オスカー・シンドラー(1908~1974年)はモラビアのスビタビ(当時のオーストリア・ハンガリー君主国の州)で生まれました。ドイツ系のカソリック教徒であるシンドラーは、第二次世界大戦中、1,200人近いユダヤ人をアウシュビッツへの移送から救いました。シンドラーは1936年にドイツ国防軍諜報部で働き始め、1939年2月にナチ党に加わりました。華美な生活を好む日和見主義の実業家、シンドラーは戦時中の救世主にはなりそうもない人物でした。

ドイツ軍のポーランド侵攻に伴って、シンドラーはクラクフに移住しました。占領下のポーランドで商取引から「ユダヤ人を駆逐する」ドイツの計画を利用して、1939年11月にユダヤ人所有のホーロー鉄器メーカーを買い取り、エマリアと呼ばれた工場を建設したのです。シンドラーは他に2つ工場を運営していましたが、近くのクラクフゲットーからユダヤ人の強制労働者を雇用したのはエマリアだけでした。1943年3月のゲットーの解体中、シンドラーはユダヤ人の工員が比較的安全な工場に一泊することを許可しました。1944年のピーク時には、エマリアで1,700人の工員を雇っており、1,000人以上が後にプラショフ強制収容所に移ったユダヤ人強制労働者でした。

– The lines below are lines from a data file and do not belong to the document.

PR #171, opened 2015-10-19
Add filesize output to s3util ls.

brianhw:
Small change to tool to supplement 'ls' output. 

@mulby @HassanJaveed84


mulby:
:+1:

PR #173, opened 2015-10-23
(WIP) Using GeoIP2 instead of Pygeoip, and add country_for_private_ip

louyihua:
pygeoip works only on IPv4 or IPv6 with a single database, while in a dual-stack configuration, both IPv4 and IPv6 addresses may occur in the tracking log. In this case, some logs may not be correctly parsed and the location reports will be wrong.

Another issue here is that currently all IP addresses not in the database will be marked as 'UNKNOWN'. However, in some openedx deployments, especially those inside an institute or university, users inside the institute or university may use private adress to access openedx, which will generate a lot of 'UNKNOWN' results with the current code. This PR uses ···country_<name/code>_for_private_ip··· rather than UNKNOWN_COUNTRY for such private addresses.

Tests for these modifications will be provided later...

### DIFF
--- a/Makefile
+++ b/Makefile
@@ -24,9 +24,10 @@ develop: requirements
 	python setup.py develop
 
 system-requirements:
+	sudo add-apt-repository -y ppa:maxmind/ppa
 	sudo apt-get update -q
 	# This is not great, we can't use these libraries on slave nodes using this method.
-	sudo apt-get install -y -q libmysqlclient-dev libatlas3gf-base libpq-dev python-dev libffi-dev libssl-dev libxml2-dev libxslt1-dev
+	sudo apt-get install -y -q libmysqlclient-dev libatlas3gf-base libpq-dev python-dev libffi-dev libssl-dev libxml2-dev libxslt1-dev libmaxminddb-dev
 
 requirements:
 	$(PIP_INSTALL) -U -r requirements/pre.txt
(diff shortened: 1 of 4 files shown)


openedx-webhooks:
Thanks for the pull request, @louyihua! I've created [OSPR-901](https://openedx.atlassian.net/browse/OSPR-901) to keep track of it in JIRA. JIRA is a place for product owners to prioritize feature reviews by the engineering development teams.

- supporting documentation
- edx-code email threads

We can't start reviewing your pull request until you've   added yourself to the [AUTHORS](https://github.com/edx/edx-analytics-pipeline/blob/master/AUTHORS) file . Please see the [CONTRIBUTING](https://github.com/edx/edx-platform/blob/master/CONTRIBUTING.rst) file for more information.

sarina:
@louyihua what does edx-platform use?

louyihua:
@sarina
edx-platform uses pygeoip, too.
In fact, as I have no programming experience with hadoop before, I'm not sure which is the right way to add a new file dependency, so I decided to try geoip2, which allow only one file to provide both IPv4 and IPv6 support. If it is possible for the code to depend on two seperate geoip data files, I think keep using pygeoip is a better solution than switching to geoip2.

sarina:
@louyihua OK I will try to find you an answer, thanks!

sarina:
Closing in favor of #177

エマリアに配属された囚人たちはプラショフ収容所の悲惨な状況を免れなかったものの、シンドラーは彼らのために賄賂や個人的な駆け引きで何度も介入しました。ドイツの戦力に工員が不可欠であるという主張を裏付けるために、彼はエマリアに兵器製造部門を加えました。彼の従業員として登録されている約1,000人のユダヤ人強制労働者に加え、シンドラーは450人のユダヤ人がエマリアで暮らせるように近くの工場で働かせました。シンドラーがこれらの労働者と一部の商取引を保護していることで、ドイツ当局は汚職と不当なユダヤ人援助の疑惑を抱きました。親衛隊と警察官は3度も彼を逮捕しましたが、告発することはできませんでした。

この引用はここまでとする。